Евгению Ивановичу и приятны были эти прямые и мужественные слова, и, как всегда, в нем поднимались уже всякие ядовитые возражения, которые он, однако, затаивал в себе, не высказывал – и глаза его приняли свойственное им мученическое выражение. Но он справился с собой и перевел разговор на другую тему.
Ночью, когда Сергей Терентьевич повез гостя на полустанок, у житниц гуляла молодежь. Слышались гармошка, смех, глупые частушки. Ребята, узнав по пегому коньку, кто едет, закричали на разные голоса: «Шелапут… шелапут…» А какой-то парень, зная, что с шелапутом едет городской охотник, громыхнул на гармошке про городского барина:
Ноги тонки,
Боки звонки,
Хвостик закорючай!
И все засмеялись.
Когда выехали они из засыпающей уже деревни, Евгений Иванович оглянулся в сторону Лопухинки: там над темной пустыней земли стояло огромное мутно-багровое зарево горевших лесов, и в свежем ночном воздухе остро чувствовался запах гари…
III
ТИХАЯ ДРАМА
Евгений Иванович проснулся по обыкновению очень рано. Мурат, заметив пробуждение хозяина, подошел, стуча когтями по полу, к его кровати, потыкал его холодным носом в руку и, обласканный, снова прошел на свой коврик, покружился, лег, почавкал удовлетворенно губами и задремал: утомила его вчерашняя охота. А Евгений Иванович лежал в постели и думал. Он любил эти тихие утренние часы, когда звуки пробуждения земли так еще нерешительны. Вот в старинном Княжом монастыре прозвонили к ранней, и на эти чистые жидкие звуки старого колокола сейчас же отозвался дремлющий среди своих вишневых садов старинный городок: по растрескавшимся плитам немудрящих тротуаров его послышались тихие шаркающие шаги старичков и старушек, направлявшихся по своим храмам, – кто в монастырь, кто к Николе Мокрому, кто к Спасу-на-Сече, кто к Прасковее Мученице… Потом во дворе послышались глухой утренний кашель дворника Василья и его беседа с Шариком, который гремел цепью, звонко трепал ушами и громко зевал: «Что, выспался? Ну будя, будя… Ишь, всю жилетку вымазал… Да ну тебя!..» И по двору мерно зашуркала метла… Кухарки, хлопая калитками, выходили на солнечную улицу и, озабоченно переговариваясь, спешили на базар…
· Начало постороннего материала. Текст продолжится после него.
PR #51, opened 2015-01-16
Vhdl range func

orsonmmz:


steveicarus:
This pull request includes a commit that changes the vvp_darray_atom template that I don't like, and I've attached a comment to that commit. I think we want to rework what that commit does. Can you remove just that commit from the pull? Alternatively, we can hold off until CaryR implements a vvp_darray_bool class to solve this issue for you.

orsonmmz:
Ok, no problem. I think we may wait, unless there are changes you would like to merge now. The reason why I proposed the changes is to avoid too wide branch diversion/work replication, as Cary works on dynamic arrays too.
Just out of curiosity - do you see there functionality flaws, or the solution itself or its performance is the show stopper?

PR #82, opened 2015-10-22
Make a few constructors explicit.

chrta:
This prevents implicit conversions and a removes few cppcheck warnings.

### DIFF
--- a/elab_expr.cc
+++ b/elab_expr.cc
@@ -4030,7 +4030,7 @@ static verinum param_part_select_bits(const verinum&par_val, long wid,
 	// If the input is a string, and the part select is working on
 	// byte boundaries, then make the result into a string.
       if (par_val.is_string() && (labs(lsv)%8 == 0) && (wid%8 == 0))
-	    return result.as_string();
+	    return verinum(result.as_string());
 
       return result;
 }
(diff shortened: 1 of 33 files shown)


elab_expr.cc
```diff
@@ -4030,7 +4030,7 @@ static verinum param_part_select_bits(const verinum&par_val, long wid,
 	// If the input is a string, and the part select is working on
 	// byte boundaries, then make the result into a string.
       if (par_val.is_string() && (labs(lsv)%8 == 0) && (wid%8 == 0))
-	    return result.as_string();
+	    return verinum(result.as_string());
```
chrta: I am not sure about this change. This code is executed in the current master branch, too. But since result is already of type verinum, a "return result;" should work, too?

caryr: From a type perspective that would be correct, but from a functional standpoint it would not be. We created a numeric verinum at the beginning of the routine and that is being converted to a string verinum at this line. The string verinum constructor is the only one that can set the string type to true. Using just "return result" would return a numeric value which is incorrect in the context of a parameter wanting a string value.

Everything else looks good and takes something off my to do list.

Thanks

chrta: Thanks for the explanation.
So no changes are needed to this pull request, right?

caryr: If the pull request has return verinum(result.as_string()); then yes it should be fine.

PR #114, opened 2016-07-07
Changes necessary to compile with gcc on Debian/Linux testing

wzab:
To be able to compile the newest sources with gcc on my Debian/Linux testing machine, I had to modify two files.
Otherwise I get the errors:
 error: ‘ExpRange::range_dir_t’ is not a class or namespace

The other solution could be to compile with "-std=c++0x" option, which should add scoped enums.
I have not tested it though.


martinwhitaker:
Thanks.

PR #116, opened 2016-07-18
Conda fix

tfors:
This PR uses /proc/self/exe (if it exists) on UNIX systems to calculate ivl_root at run-time and falls back to using IVL_ROOT from the Makefile if not.  This allows iverilog to work with the conda package manager which uses patchelf on linux to make its binaries relocatable.


martinwhitaker:
This looks robust enough, so I've merged it, along with a couple of minor fixes.

PR #135, opened 2016-12-07
Fixed cross-compile using mingw 64 bit under Windows 10 Linux subsyst…

udif:
…em (Ubunto 14.04)

Should work with true Ubuntu 14.04 as-is.

Test with:
apt-get install g++-mingw-w64
./configure --host=x86_64-w64-mingw32


steveicarus:
This is not quite right. The "dosify.exe" program, and those like it, should be build with the $(HOSTCC) compiler so that it can be executed on the build system. That is why there is a @HOSTCC@ substitution. Is there a reason you changed that?

udif:
That's right, the problem is the definition of 'host':
https://www.gnu.org/software/autoconf/manual/autoconf-2.65/html_node/Specifying-Target-Triplets.html

> --build=build-type
the type of system on which the package is being configured and compiled. It defaults to the result of running config.guess. 
--host=host-type
the type of system on which the package runs. By default it is the same as the build machine. Specifying it enables the cross-compilation mode. 
--target=target-type
the type of system for which any compiler tools in the package produce code (rarely needed). By default, it is the same as host.

So if you use Linux to compile a GCC that should run under windows but targeting ARM, then your build type is linux, your host is windows, and your target is ARM.
For icarus, build is the system on which we compile it, and host is the system on which it runs. In our case, target is irrelevant, yet it is possible to set it via ./configure for some reason (maybe all autoconf-based project allow this regardless if this is necessary or not).

Anyhow, according to these definitions, dosify.exe, version.exe and draw_tt.exe should run on the build system.

steveicarus:
OK, I see your point, so lets change it to @BUILDCC@; but lets not change it to @CC@ because that is even more wrong.

udif:
OK, now I realize that CC does not come from autoconf but from the default 'make' value which is simply 'cc'. Since Ubuntu has a /usr/bin/cc on the path, this worked by pure luck.

I will take the time to look at the autoconf docs to see how I can get the correct C compiler for the build target.
In the meantime I also made sure today that the current patch can cleanly compile both 64 and 32 bit Windows versions:
On Windows 10 WSL (Ubuntu 14.04 based):

```
% apt-get install make flex bison gperf autoconf g++ mingw-w64
% git clone ....
% cd iverilog && autoconf
# For 64 bit builds
./configure --host=x86_64-w64-mingw32 && make
# For 32 bit builds
./configure --host=i686-w64-mingw32 && make
# For native builds
./configure

```

caryr:
If you change this from HOSTCC to something else make sure to change the appropriate FLAGS variable to match.

FYI I ran into this same problem a few years ago and never had time to figure out how to get these helper executables to get compiled correctly on the build machine. On one of my machines I may have a few other changes, but I think I pushed everything I had that made sense and left this for someone else. There is still an open bug report on SourceForge (https://sourceforge.net/p/iverilog/bugs/872/). If possible please verify that your change also fixes that issue and close the SF bug.

Also ideally this patch should go into both development and V10

udif:
After reading a bit (a lot actually) I think I have a better approach.
After finding this:
https://sourceware.org/autobook/autobook/autobook_143.html#Supporting-Cross-Compiler-in-Make
And then serching for CC_FOR_BUILD, I came across this:
http://git.savannah.gnu.org/gitweb/?p=autoconf-archive.git;a=blob_plain;f=m4/ax_prog_cc_for_build.m4
After putting it in ac_local.m4, everything was straightforward.
On the way I updated the README file with cross-compile information.
@caryr , I haven't solved the CFLAGS problem, definitely not in any generic way. In our example only 3 files are compiled, and the utility programs apparently aren't affected by those flags in any important way.

udif:
Just added a small fix to the install target so that a few windows DLLs are copied from mingw with to the iverilog install target directory.
Without those DLLs, the resulting vvp.exe will not run.
Since this is a cross-compile, it is unreasonable to expect the users to already have those DLLs or to have them copy it from a Linux installation.

martinwhitaker:
I don't have time to check this at the moment. Have you tested that this doesn't affect the native WIndows/MSYS2 build/install?

udif:
Frankly, I haven't. The main reason I wrote this pull request was to save
me from building under Windows.
The problem is that at the moment there are no recen t Windows builds.
While Linux builds can be done with a simple sequence of 2-3 commands
(apt-get install / autoconf/config/make/make install),
a Windows build is more complex and requires much more manual intervention
(downloading, installing various tools, etc.).

udif:
I have taken the trouble to install MSYS2 and test this. The compilation instructions on the Wiki page installs WAY TOO MUCH stuff that's not needed, but lets ignor ethis atthe moment.
Since the current MSYS2 repository installs gcc 6.2.0, there are some new warnings, but the code compiles fine, and 'make check' works OK.
I added another patch for configure.in to disable those warnings. You may pick it too if you want.

steveicarus:
Should have merged this earlier. As it stands, I had to make a minor tweak to get it to merge now, since some files drifted a bit. So this could use some testing.

martinwhitaker:
I've tested a native Windows 10 build. 'make install' fails on the attempt to copy the additional DLLs. There's two reasons for that:

1. When using MSYS2, the DLLs are not in gcc's library search path.
2. If the user doesn't specify an install prefix, the default is to install to /mingw{32|64}/bin, which is where the DLLs are.

So if you want to keep that, we need to modify the Makefile.
BTW, the driver-vpi Makefile doesn't seem the right place for that.

PR #151, opened 2017-03-21
Added an option for ignoring errors about missing modules

tumik:
This commit adds an option (-i) to ignore errors about missing modules.

Ignoring missing modules is really useful for using iverilog as linter in text editors (like Atom or Sublime Text), where you usually only want to check single files without caring about modules on other files.

### DIFF
--- a/compiler.h
+++ b/compiler.h
@@ -117,6 +117,9 @@ extern bool debug_emit;
 extern bool debug_synth2;
 extern bool debug_optimizer;
 
+/* Ignore errors about missing modules */
+extern bool ignore_missing_modules;
+
 /* Control evaluation of functions at compile time:
  *   0 = only for functions in constant expressions
  *   1 = only for automatic functions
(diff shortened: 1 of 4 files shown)


steveicarus:
This looks fine and useful.

I am curious what happens when you use this flag in a non-linting situation.

jersey99:
Does seem really useful, and I gave this a try. However, if the missing file is included with an `include directive, ivlpp still errors out:

`Include file xxx.vh not found`

Not sure what the intended behavior in this case should be.

jfcherng:
@martinwhitaker I wonder can we have to PR also include in the `v10-branch`?

martinwhitaker:
We don't normally add new features to the stable branch, but this seems safe enough.
@steveicarus , what do you think?

jfcherng:
@martinwhitaker @steveicarus sorry to re-ping on this but any chance to land it on v10?

PR #181, opened 2017-12-16
vvp grammar: .port_info statements should require/generate semicolons.

### LINKED ISSUE #179: Bug in VVP grammar? .port_info statements don't end in a semicolon.
I discovered this while writing my own toy parser for vvp files.

Every single statement must end with a semicolon. with the small exception of `.port_info` statements, which a defined in `vvp/parse.y` (line 771) as not ending in a semicolon. I'm guessing this was an issue with the initial implementation of the port info feature. I've checked and there are no other exceptions.

Likewise, tgt-vvp skips the semicolon when outputting `.port_info` statements. 

It looks like it's reasonably easy to fix, but there is a question of backwards/forwards compatibility. My quick testing shows that adding a semicolon to the end of the `.port_info` statement will parse in current versions of vvp (I suspect it's using the empty statement rule). This means we can just update tgt-vvp to include the semicolon.    
But if we update the grammar in `vvp/parse.y` to enforce semicolons then old vvp scripts will no-longer work in newer versions. It might be a good idea to make the semicolon optional, and maybe print a warning message. Or we can just add a comment to `vvp/parse.y` explaining why it's missing for future reference.  

I'm more than happy to submit a pull request. I just wanted to consult on the correct way of dealing with backwards compatibility. 

Thanks.

phire:
This PR attempts to fix #179 

There are two parts. The first commit simply fixes tgt-vvp so it includes a semicolon after all .port_info statements. This fix is inherently backwards compatible, as current versions of vvp accept the extra semicolon without issue (they think it's an empty statement).

The second commit fixes the parser to be more strict and syntax error when the semicolon is missing. Because this would cause backwards compatibility issues (any vvp files generated on 11.0 dev before this commit is merged will be missing the semicolons), I've delayed the activation of this new stricter rule until 12.0

As vvp refuses to read files from older major versions, by the time work starts on 12.0, vvp will only be expected to parse vvp files generated with the correct semicolon syntax. At some point after 12.0, the second rule can be removed altogether.

### DIFF
--- a/tgt-vvp/vvp_scope.c
+++ b/tgt-vvp/vvp_scope.c
@@ -2304,7 +2304,7 @@ int draw_scope(ivl_scope_t net, ivl_scope_t parent)
             unsigned width = ivl_scope_mod_module_port_width(net,idx);
             if( name == 0 )
                 name = "";
-            fprintf( vvp_out, "    .port_info %u %s %u \"%s\"\n",
+            fprintf( vvp_out, "    .port_info %u %s %u \"%s\";\n",
                     idx, vvp_port_info_type_str(ptype), width,
 		    vvp_mangle_name(name) );
         }
--- a/vvp/parse.y
+++ b/vvp/parse.y
@@ -27,6 +27,7 @@
 # include  <cstdlib>
 # include  <cassert>
 # include  "ivl_alloc.h"
+# include  "version_base.h"
 
 /*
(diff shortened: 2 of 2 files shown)


martinwhitaker:
Adding the extra rule to the vvp parser introduced a shift/reduce conflict. I think we should just delete the old rule now.

PR #213, opened 2018-10-27
VPI search path updates

alexforencich:
This patch does three main things. First, it reverses the order in which the internal path list is checked so that paths specified with -M are checked first and the default paths are checked last.  Second, it enforces the path count limit to prevent crashes.  Third, it implements the environment variable IVERILOG_VPI_MODULE_PATH to specify a colon-separated list of directories in which to look for VPI modules.

### DIFF
--- a/vvp/main.cc
+++ b/vvp/main.cc
@@ -262,43 +262,6 @@ int main(int argc, char*argv[])
       extern bool stop_is_finish;
       extern int  stop_is_finish_exit_code;
 
-#ifdef __MINGW32__
-	/* Calculate the module path from the path to the command.
-	   This is necessary because of the installation process on
-	   Windows. Mostly, it is those darn drive letters, but oh
-	   well. We know the command path is formed like this:
-
-		D:\iverilog\bin\iverilog.exe
-
-	   The IVL_ROOT in a Windows installation is the path:
-
-		D:\iverilog\lib\ivl$(suffix)
-
-	   so we chop the file name and the last directory by
-	   turning the last two \ characters to null. Then we append
-	   the lib\ivl$(suffix) to finish. */
-      char *s;
-      char basepath[4096], tmp[4096];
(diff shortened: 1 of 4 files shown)


martinwhitaker:
I'm uncomfortable about reversing the order of search paths supplied on the command line - it's not what users will expect (and who reads the man page!). I do agree they should take precedence over the environment variable and the default path.

alexforencich:
I think it's sort of the default behavior for most applications - the arguments are processed from left to right in order, and each one inserts a new 'highest priority' path that supersedes the previous ones, resulting in the last argument taking precedence over the rest.  Also, if the order is not reversed, then either the command line arguments need to be parsed in reverse order, or the list needs to be built up by pushing items in at index 0 and moving any other items down the list to make room.

martinwhitaker:
It's not the default for gcc, either for -I or for -L.

If the order hadn't been specified before, I wouldn't be so bothered. But it was, so some users may have scripts that rely on it. We shouldn't change existing behaviour without a good reason - and making it easier to implement is not a good enough reason.

martinwhitaker:
If you process the environment variable after the command line arguments, then tack the default path on at the end, everything will end up in the right order.

alexforencich:
Alright, I will rewrite all of that, then.

alexforencich:
Updated.  You guys really need to do a tabs to spaces swap.  Using tabs for indents is fine if the indent width is one tab width, but you guys are indenting by 6 spaces with a tab width of 8.

martinwhitaker:
OK, looks good apart from the '-M -' option having changed behaviour - it used to remove the default path. I've fixed that, although it's probably not needed now we put the default path last. I also took the opportunity to refactor the code for easier readability/maintainability.

As for indentation, if it was up to me, the hard tabs would have gone long ago. But it's Steve's project, so that's up to him.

Потихоньку зашевелились и в доме. И звуки были мягки, осторожны, точно ватой окутаны. Спать уже не хотелось – он думал о вчерашнем, и на душе было невесело. И что-то особенно тревожило – что это было? Ах да. Он разом поднялся с постели и откинул спущенную парусиновую штору: за окном тихо нежился на утреннем солнышке небольшой старый парк, сбегавший по обрыву к реке, кругом раскинулся пестрый амфитеатр городка с его старенькими колоколенками, сонно улыбавшегося из своих росистых садов, внизу серебристая лента тихой Окши изогнулась, за ней раскинулась неоглядная ширь заливных лугов ее с уже поставленными темными шапками бесчисленных стогов, а за лугами виднелись редкие серенькие деревушки и белые колоколенки, а за ними синей тучей облегли все горизонты безбрежные леса. И над этими лесами в двух местах жуткими привидениями стояли столбы дыма, золотившегося в лучах поднимавшегося солнышка. День обещал быть солнечным и жарким – значит, пожар разгуляется еще шире…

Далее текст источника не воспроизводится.